Return every line below in which "output" appears.

——

PR #3847, opened 2021-04-27
Visualizations performance

Crashillo:
Closes https://github.com/PopulateTools/issues/issues/1276

## :v: What does this PR do?
- Hide the spinner when the vue application is actual mounted
- Mount in the DOM only for the current route path


ferblape:
I don't fully understand how has it improved, but it loads much faster now

Crashillo:
Wait there, there's a bug https://santfeliu.gobify.net/visualizaciones/contratos. The spinner doesn't hide.

> I don't fully understand how has it improved, but it loads much faster now

https://github.com/PopulateTools/gobierto/blob/5afe580baacf4cc07f0e063812f2c864eea73817/app/javascript/gobierto_visualizations/webapp/containers/subsidies/Home.vue#L15-L17

It's about the `v-if` directive. `v-show` simply applies a `display:none` to the markup, but all stuff is in the DOM. There's no reason to render a component if the user is not at such page. Those components are acting like a router, actually.

ferblape:
> Wait there, there's a bug https://santfeliu.gobify.net/visualizaciones/contratos. The spinner doesn't hide.

It's working fine to me, what do you mean?

Crashillo:
imagen

Don't you see this?

Crashillo:
I figured out the problem. I fixed in subsidies, but I didn't in costs & contracts.

❤️ Lovely repeated code.

PR #3859, opened 2021-05-04
add custom field gobierto-default-geometry-data-column

### LINKED ISSUE #3841: Data / Add new custom field in the seeds
Update gobierto data module seeds and add a new custom field of type string (no translatable) called  "Gobierto default geometry data column" and with uid  `gobierto-default-geometry-data-column`

This field will be used by the maps visualization to fetch the data to show in the map from that column

stbnrivas:
Closes #3841 

## :v: What does this PR do?
add a custom field with uid `gobierto-default-geometry-data-colum` into GobiertoData::Dataset, this field will be used by the maps visualization to fetch the data to show 

it need to run:

```
bin/rails c
site = Site.find_by(domain: "**********")
GobiertoSeeds::GobiertoData::Recipe.run(site) if site.configuration.gobierto_data_enabled?
```

### DIFF
--- a/db/seeds/gobierto_seeds/gobierto_data/recipe.rb
+++ b/db/seeds/gobierto_seeds/gobierto_data/recipe.rb
@@ -122,6 +122,14 @@ module GobiertoSeeds
           }
           license.save
         end
+
+        dataset_default_geometry = site.custom_fields.string.where(class_name: "GobiertoData::Dataset").find_or_initialize_by(uid: 'gobierto-default-geometry-data-column')
+        if dataset_default_geometry.new_record?
+          dataset_default_geometry.name_translations = { ca: "Columna per llegir dades de geometria", en: "Column to read geometry data", es: "Columna para leer datos de geometría" }
+          dataset_default_geometry.position = 7
+          dataset_default_geometry.options = { configuration: {} }
+          dataset_default_geometry.save
+        end
       end
     end
   end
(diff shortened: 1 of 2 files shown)


db/seeds/gobierto_seeds/gobierto_data/recipe.rb
```diff
@@ -122,6 +122,14 @@ def self.run(site)
           }
           license.save
         end
+
+        dataset_default_geometry = site.custom_fields.where(class_name: "GobiertoData::Dataset").find_or_initialize_by(uid: 'gobierto-default-geometry-data-column')
+        if dataset_default_geometry.new_record?
+          dataset_default_geometry.name_translations = { ca: "Recinte", en: "Enclosure", es: "Recinto" }
```
ferblape: Hahahah, what are these names?

ferblape: Also, you need to tell the type of custom field. See in the above code that the query is `site.custom_fields.string.where` (the **.string.** is missing)

stbnrivas: I though about the field will contains coords or similar, a poligon of leaflet ... an enclosure where values dataset belongs to....
no problem geometry better?

ferblape: Sorry, I read "Reciente", I though you copied from a catalan translation.

This field will be used by the maps visualization to fetch the data to show in the map from that column. You can call it "Column to read geometry data"

PR #3879, opened 2021-05-13
Gobierto Visualizations / Filters not working

jorgeatgu:
Closes https://github.com/PopulateTools/issues/issues/1289

## :v: What does this PR do?

If the table is active, the filters don't work. When filtering the data, it will not find the dc.js chart because the component has been destroyed with the `v-if`.

Staging


eltercero:
Test added.

ferblape (approved):

PR #3880, opened 2021-05-13
995 GobiertoData add geometry support for neighbourhood in datasets

stbnrivas:
Related /PopulateTools/issues#995

## :v: What does this PR do?

This PR give support to datasets for `has_one` Neighbourhood model which have a geojson into geometry attribute. 
However this geometry will show this into the api for request datasets

- this PR don't break existing dataset without Neighbourhood relation
- appear into the API new attributte named geometry
-  until the ETL not ready geometry in all dataset should appear as `null`

## :eyes: Screenshots
Screenshot from 2021-05-13 10-10-09

Screenshot from 2021-05-13 09-42-05


stbnrivas:
WIP: I need to do some change before about the way to show into the API

don't merge yet

ferblape:
Closing, as this is not the correct approach

PR #3900, opened 2021-06-03
Gobierto Data / Testing embed

jorgeatgu:
Closes https://github.com/PopulateTools/issues/issues/1293

## :v: What does this PR do?
- Add Jest to test components that use JavaScript (not Vue).
- To run the test, I had to extract the function that creates the embed and split it into two, one for the API request and one for rendering the Perspective visualization.
- mock data to avoid making API requests
- Add Jest to CircleCI

The test fails:
  - If we use deprecated methods in Perspective, i.e, [viewer.clear()](https://github.com/PopulateTools/gobierto/pull/3896)

## 📹: Video

[LOOM](https://www.loom.com/share/1fabdbbec42a4c6f99018a41f12c9a6d)


ferblape (changes requested):
Loooking great! Could you add an extra step in CircleCI to run javascript? You just need to copy a existing one and instead of running bin/rails test just run `yarn run test`

.circleci/config.yml
```diff
@@ -358,6 +358,18 @@ jobs:
...
           path: test/reports
 
+  tests_javascript:
+    <<: *defaults
+    steps:
+      - prepare_workspace
+      - run:
+          name: Run tests
+          command: |
+            TEST="$(find test -path '*javascript*' -name '*.test.js' | circleci tests split --split-by=timings)"
```
ferblape: This is not necessary ;)

test/javascript/gobierto_data/__mocks__/data.json
```diff
@@ -0,0 +1,4 @@
+{
```
ferblape, line 1: Yeah

Crashillo (approved):

PR #3903, opened 2021-06-07
fix nil option for select

### LINKED ISSUE #3827: Add blank option for custom_field of vocabulary_options
we need to add a blank option for reset vocabulary option to be able unset value, for instance: 

1. at begins option is not set
Screenshot from 2021-04-19 12-52-24

2. select some option
Screenshot from 2021-04-19 12-52-41

3. unset can not be done
Screenshot from 2021-04-19 12-52-55

stbnrivas:
Closes #3827

## :v: What does this PR do?

set the min-height for nil option of custom field select.

### Before this PR
Screenshot from 2021-06-07 16-24-11

### After this PR
Screenshot from 2021-06-07 16-23-49

### DIFF
--- a/app/assets/stylesheets/module-admin.scss
+++ b/app/assets/stylesheets/module-admin.scss
@@ -931,6 +931,10 @@ a .global_menu {
   }
 }
 
+ul.select2-results__options li.select2-results__option:first-child {
+  min-height: 16px;
+}
+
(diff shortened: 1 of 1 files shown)


ferblape:
Is this released to staging?

ferblape:
It was not, I already did it. It works fine, thanks!

PR #3907, opened 2021-06-23
3906 sanitizer from html event description

### LINKED ISSUE #3906: Gobierto Calendars / Clear event description before storing
In calendars integration, the description of the events is imported without any kind of cleanup. There are some issues with events created with inline HTML that are resulting in invalid content.

Review the import calendar process and update the [form responsible](https://github.com/PopulateTools/gobierto/blob/master/app/forms/gobierto_people/calendar_sync_event_form.rb) of storing imported events to cleanup any HTML from the description. 

Keep in mind that the text should be cleanup from html tags, not removed. There are Ruby libs and Rails libs ([html-sanitizer](https://github.com/rails/rails-html-sanitizer)) to do this. Investigate and propose one.

stbnrivas:
Closes #3906 

## :v: What does this PR do?

when an event is imported its attributte description can have html we need sanitize it

- create a new event with html into description attributte
- import it using task ~/gobierto/lib/tasks/gobierto_people/sync_agendas.rake

### DIFF
--- a/app/forms/gobierto_calendars/event_form.rb
+++ b/app/forms/gobierto_calendars/event_form.rb
@@ -143,8 +143,8 @@ module GobiertoCalendars
         event_attributes.site_id = site_id
         event_attributes.state = state
         event_attributes.title_translations = title_translations
-        event_attributes.description_translations = description_translations
-        event_attributes.description_source_translations = description_source_translations
+        event_attributes.description_translations = description_translations.transform_values { |value| sanitize(value) }
+        event_attributes.description_source_translations = description_translations.transform_values { |value| sanitize(value) }
         event_attributes.starts_at = starts_at
         event_attributes.ends_at = ends_at
         event_attributes.meta = meta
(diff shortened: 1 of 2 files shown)


app/forms/gobierto_calendars/event_form.rb
```diff
@@ -143,8 +143,8 @@ def assign_event_attributes
         event_attributes.site_id = site_id
         event_attributes.state = state
         event_attributes.title_translations = title_translations
-        event_attributes.description_translations = description_translations
-        event_attributes.description_source_translations = description_source_translations
+        event_attributes.description_translations = description_translations.transform_values { |value| sanitize(value) }
```
ferblape, line 146: I didn't know transform_values 😅 , nice!

stbnrivas: :sweat_smile:  neither me, I just discover into ruby doc

PR #3920, opened 2021-07-16
1312 GobiertoPlans add link into admin to export indicators

stbnrivas:
## :v: What does this PR do?
Into module GobiertoPlans at backoffice add a link to export indicators only when there are indicators created. there are to alternatives:

1. if there are not indicators values created (even with indicators created aka custom field plugin table)
Closes PopulateTools/issues#1312
Screenshot from 2021-07-26 09-05-00

2. with indicators values created that show the link

Screenshot from 2021-07-26 09-06-11

- visit backoffice
- plans module
- visit any plans
- configuration tab
- click link to "Indicators" after "Export to CSV:"

[https://diba-plan.gobify.net/admin/plans/41/edit](https://diba-plan.gobify.net/admin/plans/41/edit)
[https://diba-plan.gobify.net/admin/plans/43/edit](https://diba-plan.gobify.net/admin/plans/43/edit)

- you should get an csv like below:
Screenshot from 2021-07-21 13-24-05

- after download the csv file yo can modify remove or adding lines and try load indicators to check if generated file match with format. (remember the custom field record should be created before, therefore it should be load into same plan)


app/assets/stylesheets/module-admin.scss
```diff
@@ -418,6 +418,10 @@ body.gobierto_admin {
   margin-top: 220px;
 }
 
+.admin_side_actions .simulate-a {
```
furilo: Why this? This does not make any sense. Please remove. And the corresponding call in the HTML.

stbnrivas: hi, this style is required to get and output uniform like below (note the gray color instead of primary)

1. with this style
Screenshot from 2021-07-23 09-40-58

2. without force style
Screenshot from 2021-07-23 09-40-41

should remove or refactor class name?

thx

furilo:
Grey color is what should be for the text that is not linked.

app/decorators/gobierto_plans/indicator_data_decorator.rb
```diff
@@ -0,0 +1,62 @@
...
+    def csv_row(object)
+      current_columns = object.payload[object.custom_field.uid.to_s].first&.size || 0
+      @columns = current_columns if current_columns > @columns
+      values = object.payload[object.custom_field.uid.to_s].map do |record|
+        values_keeping_order(object,record)
+      end
+
+      values.map do |value|
+        [
+          plan.title_translations["en"],
```
entantoencuanto: Why force translations in "en" locale? I think the name of the item should appear here instead of the plan title

app/models/gobierto_plans/plan.rb
```diff
@@ -35,6 +35,14 @@ def nodes
       @nodes ||= Node.joins(categories: [:vocabulary]).where(terms: { vocabulary_id: categories_vocabulary&.id }).order(position: :asc, id: :asc)
     end
 
+    def have_indicators?
+      GobiertoCommon::CustomFieldRecord.includes(:custom_field).where(custom_fields: { instance_id: id, field_type: 10 }).count > 0
+    end
```
entantoencuanto: You can reuse the `indicators` method for this
```suggestion
    def have_indicators?
      indicators.exists?
    end
```

app/models/gobierto_plans/plan.rb
```diff
@@ -35,6 +35,14 @@ def nodes
...
+
+    def indicators
+      GobiertoCommon::CustomFieldRecord.includes(:custom_field).where(custom_fields: { instance_id: id, field_type: 10 })
+    end
```
entantoencuanto: It's clearer to use the symbol or string associated to an enum attribute instead of its numeric value, use `field_type: :plugin`

The indicators belongs to custom fields of `type` `plugin` which also have `plugin_type` `table`. You should include the plugin type in the query to avoid errors, with something like:
```
GobiertoCommon::CustomFieldRecord.includes(:custom_field).where(
  custom_fields: { instance_id: id, field_type: :plugin }
).where(
  "#{GobiertoCommon::CustomField.table_name}.options @> ?", { configuration: { plugin_type: :table } }.to_json
)
```

app/decorators/gobierto_plans/indicator_data_decorator.rb
```diff
@@ -0,0 +1,62 @@
...
+
+    def values_keeping_order(object,record)
+      attributes_in_order = object.custom_field.options.dig("configuration","plugin_configuration","columns").map { |r| r["id"] }
+      attributes_in_order.map do |key|
+        record[key]
+      end
+    end
+
+    def csv_row(object)
+      current_columns = object.payload[object.custom_field.uid.to_s].first&.size || 0
```
entantoencuanto: Why not use `object.value`? This method is defined for custom field records [there](https://github.com/PopulateTools/gobierto/blob/4e6941f13b2bf37af73c2a7962e207d450eb1a4b/app/models/gobierto_common/custom_field_value/plugin.rb#L16-L20)

entantoencuanto (changes requested):
Great job!

Take a look at the comments I left and consider adding a test in https://github.com/PopulateTools/gobierto/blob/master/test/controllers/gobierto_admin/gobierto_plans/plans_controller_test.rb to check the csv output.

Review also some missing spaces in the arguments of functions and some missing frozen string literal comment

ferblape:
@entantoencuanto please confirm is ok and merge, so I can release

entantoencuanto (approved):
Great!

entantoencuanto:
Ready and merged @ferblape !

PR #3936, opened 2021-09-07
Filter supercomponent: gobierto data

Crashillo:
Related to https://github.com/PopulateTools/gobierto/issues/3928

### What does this PR do?
Replaces the dataset filters sidebar with the built-in components. Remove old handler code afterwards


jorgeatgu (changes requested):
Looks good! Only two things: 
- A small detail in the direction of the caret and the animation of the dropdown.
- When you've selected a dataset, and then you play the filters.

https://user-images.githubusercontent.com/2649175/132496630-db55d632-26ef-4fef-96db-8b0556d8d3d0.mov

Crashillo:
Ok, now you can check out once again 👍

PR #3937, opened 2021-09-08
3935 visualizations homepage

### LINKED ISSUE #3935: Visualizations / Enable this module as the home page of a site
We need to be able to configure a visualization from Gobierto Visualizations module as the home page of a site.  This is a bit tricky and different to other modules, where a method is defined in the module definition:

```ruby
  def self.root_path(_)
    Rails.application.routes.url_helpers.gobierto_participation_root_path
  end
```

In this case the module consists on a set of visualizations defined in the JSON. I'd propose to set a new attribute (`home`: true`) in one of the visualizations to set that one as the visualization of the homepage. Something like:

```json
{
  "visualizations": {
    "costs": {
      "enabled": true,
      "home": true,
      "data_urls": {
        "costs": "https://...."
      }
    }
  }
}
```

@furilo if you agree with this solution I think it's not very difficult to implement /cc @entantoencuanto

entantoencuanto:
Closes #3935

## :v: What does this PR do?

* Changes the visualizations module to take the module root path from the module configuration. To set a visualization as the home include a `"home": true` option in its configuration. Note that if several visualizations are configured as home, only the first one will be taken into account.
* Adds an integration test
* Adds a fix to avoid exceptions if a path is requested for a visualization not configured in the module settings  
* Adds the route `'/' `to visualizations homepage. [front]

Configure GobiertoVisualizations as the home module in the site.
Change the module settings and include in a visualization the `"home": true` setting 
[staging](https://terrassa.gobify.net/)

No

Suggestion added to gobierto.readme.io

### DIFF
--- a/app/controllers/gobierto_visualizations/visualizations_controller.rb
+++ b/app/controllers/gobierto_visualizations/visualizations_controller.rb
@@ -11,7 +11,7 @@ module GobiertoVisualizations
     private
 
     def visualization_enabled!
-      render_404 unless visualizations_config.fetch('enabled', false)
+      render_404 unless visualizations_config&.fetch("enabled", false)
     end
 
     def visualizations_config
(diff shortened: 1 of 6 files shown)


furilo:
OK on my part.

ferblape (approved):
Ok to me! @entantoencuanto feel free to deploy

——

◆ Exercise solution
stbnrivas: hi, this style is required to get and output uniform like below (note the gray color instead of primary)
Take a look at the comments I left and consider adding a test in https://github.com/PopulateTools/gobierto/blob/master/test/controllers/gobierto_admin/gobierto_plans/plans_controller_test.rb to check the csv output.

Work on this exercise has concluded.